One of Obama's main points today is that we can't go back to what we have been doing:

[W]e have to realize that we cannot go back to the bubble-and-bust economy that led us to this point.

It is simply not sustainable to have a 21st-century financial system that is governed by 20th-century rules and regulations that allowed the recklessness of a few to threaten the entire economy. It is not sustainable to have an economy where in one year, 40 percent of our corporate profits came from a financial sector that was based on inflated home prices, maxed-out credit cards, over-leveraged banks and overvalued assets. It's not sustainable to have an economy where the incomes of the top 1 percent has skyrocketed while the typical working household has seen their incomes decline by nearly $2,000. That's just not a sustainable model for long-term prosperity.
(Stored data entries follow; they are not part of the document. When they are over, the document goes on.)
PR #4221, opened 2024-11-10
Change Creative Buttons Texture

matthewperiut:
# Screenshots of updated texture and position

image
image
image
image

Programmer art resource pack:
image  
image  

# **BELOW IS OUTDATED!**

image

tl;dr

https://github.com/user-attachments/assets/4685653d-0541-40f6-afea-477b2b22460d

# Proposal to Change Creative Buttons Texture
The creative buttons texture has haunted me for years in fabric-api. Why?  
They're blue. The entire interface for buttons hasn't been blue in over 6 years.  
Additionally they have too much contrast, sticking out like a sore thumb in the user interface.

# How do we fix it?
We have a great example of something interactable in the creative menu already, the scroll bar.
It has an inactive state and an active state:  
active:  
scroll_enabled
inactive:  
scroll_disabled

# Extrapolating the Features
Notice that the creative scroll bar is in an indented section where it can move freely.  
This creates a contrast strong enough to differentiate it from the rest of the menu.  
The "grip" lines horizontal on the bar also changes color depending on if you can or cannot scroll.    

# Using the Features
Including the indent to seperate it from the rest of the UI helps the contrast to make it visible, without making it stand out visually from the slots and the scroll bar.
Using the pallette of the scroll bar in its active and inactive state for the pallette in the buttons being active and inactive makes it more flush with the design and not stick out.

# Result:
Default appearance:
default_appearance
Hovering on right:
hover_right
Hovering on left:
hover_left
Disabled left:
disabled_left
Disabled right:
disabled_right

# Full screenshot view of change

# Previous appearance for reference:

# Small Feats
Reduced color pallete allows for greater compression  
5,512 bytes -> 382 bytes  
14x decrease in size  

Jar size improvement:  
1,992,580 -> 1,989,946  
0.13% total jar size improvement  
(small things matter LOL)  
detail: compiled on arch linux with Temurin-21.0.5+11-LTS   

# Footnote additional details  
The arrow is made white instead of the button outline because it becomes too noisy in a small area.  
Minecraft 1.15 removed blue backgrounds from buttons in Minecraft, and it came out in 2019, 6 years ago. 
Previous attempts, which the textures were worse rip- #2740, #2746


Laxystem:
I believe it makes a lot more sense to have secondary buttons there instead of primary ones.

In-game UI mostly doesn't have primary buttons (except for the `p` menu - but that one uses them as tabs, which means it's outdated anyway).

matthewperiut:
Another reference, back in 1.14, where hovered buttons were still blue this texture was awesome!
Screenshot 2024-11-11 at 1 45 55 PM
but nowadays it really doesn't make much sense with the colors chosen to be inside the existing gui as-is

embeddedt:
I like the new look, but the right edge of the buttons doesn't align with the right edge of the scrollbar. To be fair this was also an issue with the previous implementation, but it seems more obvious now.

matthewperiut:
Does this look better?
image
Alternatively, this?
image

embeddedt:
I like the first revision, yes.

matthewperiut:
image
I further modified it to have the disabled button be a bit nicer

IMB11:
I think this looks great :+1:

modmuss50 (approved):
Im happy with this, its a definite improvement. If anyone thinks they can be done better again please let it be known as I dont plan on touching this yet agian.

ghost:
Only issue I can think of is that by trying to fit into the vanilla scheme here the contrast on the active buttons end up being low.

That may not be an issue due to the physical location but I believe it is something that should still be thought about.

matthewperiut:
I just found a last minute thing, surprised it wasn't seen earlier by past me, but don't merge yet!
image

matthewperiut:
Alright, I'm thinking about the solutions, and here are the options,
1. Move the buttons back to their usual location
2. Shorten the search bar
3. Move the search bar

I'm not really sure what to do, but I think probably move the buttons back

embeddedt:
I actually think shortening the search bar would look better.

Laxystem:
@matthewperiut there's a fourth option, replace the outline with a normal cell border on the search tab.

IMB11:
Shortening the search bar would be perfectly acceptable in my opinion, users won't notice and it's aesthetically pleasing.

Syst3ms (changes requested):
Shorten the search bar, as per consensus. Making a review of this so it doesn't get forgotten when last call ends.

matthewperiut:
Yeah sorry guys work got busy, let me try and get this finished

matthewperiut:
image
getting there guys...

matthewperiut:
Ok, now it is ready (I think)

fabric-item-group-api-v1/src/client/java/net/fabricmc/fabric/mixin/itemgroup/client/CreativeInventoryScreenMixin.java
```diff
@@ -68,11 +73,11 @@ private void updateSelection() {
 		}
 	}
 
-	@Inject(method = "init", at = @At("RETURN"))
+	@Inject(method = "init", at = @At(value = "INVOKE", target = "Lnet/minecraft/client/gui/widget/TextFieldWidget;setEditableColor(I)V", shift = At.Shift.AFTER))
```
matthewperiut, line 71: This was changed to stop creating creative buttons when in survival mode, incase anyone asks the purpose

matthewperiut:
OK I'm taking my grubby hands off this code and various like OO this could be betters and handing it off to just be reviewed, do keep in mind that I tried to keep my code as minimally invasive as possible for the changes that I made. Feel free to ask questions for my decisions. This is what the search tab looks like now
image

IMB11:
Looks great IMO :+1:

matthewperiut:
Me thinking I'm done, having random thoughts of what ifs and how to fix them later... guys maybe its truly ready now.

fabric-item-group-api-v1/src/main/resources/assets/fabric/textures/gui/creative_buttons.png
IMB11, line 1: Does this PNG file need to be this big? (256x256 is a bit overkill)

matthewperiut:
I decided not to mess with the png size as that is how it was originally, I am truly solely trying to get the design of the button to be different and making sure the code I add isn't inefficient. But yes, in the current version widgets are usually just small images with a different image loading system.

IMB11 (approved):

cassiancc (changes requested):
Before this is merged, I'd like the old textures to be added to Programmer Art, so that Fabric can continue to match the older blue button style when that resource pack is enabled. I've gone ahead and set this up as a PR to matthewperiut's fork as https://github.com/matthewperiut/fabric/pull/1.

matthewperiut:
I feel that the user base for the addition of keeping the old textures in programmer art is a little too niche where it should just be an additional external resourcepack outside of fabric api. I will go ahead and merge it if @Syst3ms or @modmuss50 want me to though.

cassiancc:
There seems to be approval in the Discord. Mod Menu also ships blue buttons for [Programmer Art ](https://github.com/TerraformersMC/ModMenu/blob/1.21.2/src/main/resources/programmer_art/assets/modmenu/textures/gui/configure_button.png)and High Contrast (which I'll come back to at a later point), as they are both built-in resource packs.
image

modmuss50:
Yes, I think adding back the old textures to programmer art is a great idea. Lets do that.

I know this PR has been in last call for a very long time, but I think its been worth it to make sure that everyone can provide their input. I want to make sure we are all 100% (or as close as) happy with this before we merge it. Id rarther not come back to this anytime soon.

matthewperiut:
The people have spoken, its merged

cassiancc (approved):

matthewperiut:
Adding the programmer art textures has an unintended consequence of two pixels remaining that weren't masked over because in the new texture they are covered. See picture
Screenshot 2025-01-06 at 12 21 01 PM
The top left and bottom left pixels should not be there as they are a remnant of the previous search bar location pixels and were hidden before, so this next commit is to accommodate for the programmer art without this artifact, with this result:
Screenshot 2025-01-06 at 12 20 11 PM

fabric-item-group-api-v1/src/client/java/net/fabricmc/fabric/mixin/itemgroup/client/CreativeInventoryScreenMixin.java
```diff
@@ -197,4 +204,38 @@ public boolean setSelectedItemGroup(ItemGroup itemGroup) {
...
+	@WrapOperation(
+			method = "init",
+			at = @At(
+					value = "NEW",
+					target = "net/minecraft/client/gui/widget/TextFieldWidget"
+			)
+	)
+	private TextFieldWidget shortenSearchBarTextField(TextRenderer textRenderer, int x, int y, int width, int height, Text text, Operation<TextFieldWidget> original) {
+		// Modify only the available text space width to be 5 pixels shorter
+		if (hasAdditionalPages()) {
```
modmuss50: No, I am strongly against changing any vanilla UI element like this, we shouldnt make something smaller, why does this need to be done?

modmuss50 (changes requested):

fabric-item-group-api-v1/src/client/java/net/fabricmc/fabric/mixin/itemgroup/client/CreativeInventoryScreenMixin.java
matthewperiut: A while ago someone said that the location of the buttons should be further to the left, and I moved it and people said its better moved in line with the search bar. Then I noticed the search bar goes in where the buttons go, so I asked if I should move back the buttons or shorten the search bar or move the search bar, and @Syst3ms requested to shorten the search bar basically based off consensus, which seemingly most people agreed.

This specific part of the code doesn't let the text in the search bar go too far to the right.

Another part renders the end of the search bar a little to the left.

What do you suggest I do?

matthewperiut: Without this search bar change with the button locations as-is it appears like this:
image

matthewperiut: Additionally the search bar will keep going just like normal, because it allows for text longer than the length of the given area, with mojang's code making it look nice in the process

cassiancc: Fabric is already changing the vanillla UI by adding buttons, is making sure our buttons fit a concern? These changes will only be made if additional Creative groups have been added by a mod.

matthewperiut:
Would this be preferable?

Laxystem:
@matthewperiut that's my suggestion! and I, for one, like it a lot better.

matthewperiut:
image 

I removed the wrap element, and I adjusted the positioning of everything to still make it look nice, but not exactly perfectly aligned, but this removes an invasive modification.

fabric-item-group-api-v1/src/client/java/net/fabricmc/fabric/mixin/itemgroup/client/CreativeInventoryScreenMixin.java
matthewperiut: I removed the wrap operation from the code to avoid modifying the element.

matthewperiut:
I changed the size of the buttons, the search bar is not drawn any different in this iteration, as the code has been removed, only the buttons are modified.
image
image

matthewperiut:
What it looks like now, as of re-requesting review
Programmer art needed a slight modification
image  
image  
Here's various appearances of the regular button
image
image
image
image

williamistGitHub:
Hey, I really like the look of these new buttons (imo they're definitely better than the old ones) but I wanted to make a suggestion about the look of them when you hover them. The old buttons change the color of the background when you hover them, but the new buttons only change the color of the arrow which makes it less obvious that something's changed (especially if a mouse pointer is covering up some of it, it's a small button). My idea to improve this is to add a white overlay to the hovered state of the buttons, so that pretty much every pixel changes color noticeably on hover.

Here's a mockup I did of the idea, I think it works well:

image

The white overlay in that example is at 40% opacity, which I think isn't too low to be not noticeable, but not too high as to make the button unrecognizable.

Thanks again for making these new buttons by the way, they look so good.

Laxystem:
@williamistGitHub while I agree with the concept, I think the whitening should be done in the traditional minecraft way, outlines only. Having a white overlay on the entire thing looks like my screen's damaged.

matthewperiut:
The indentation is being lightened, which causes it to not match the other indents on the page. Additionally whitening around the edge is something I tried but it doesn't suit this format. I've decided that the way I have it is the best way to do it unless someone has a better idea and can send a screenshot, I think it's good as-is.

IMB11:
Is this going to get merged anytime soon? I think this is good as-is as well.

IMB11 (approved):

modmuss50 (approved):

For even as too many were out there chasing ever-bigger bonuses and short-term profits over the last decade, we continued to neglect the long-term threats to our prosperity: the crushing burden that the rising cost of health care is placing on families and businesses; the failure of our education system to prepare our workers for a new age; the progress that other nations are making on clean energy industries and technologies while we -- we remain addicted to foreign oil; the growing debt that we're passing on to our children. Even after we emerge from the current recession, these challenges will still represent major obstacles that stand in the way of our success in the 21st century. So we've got a lot of work to do.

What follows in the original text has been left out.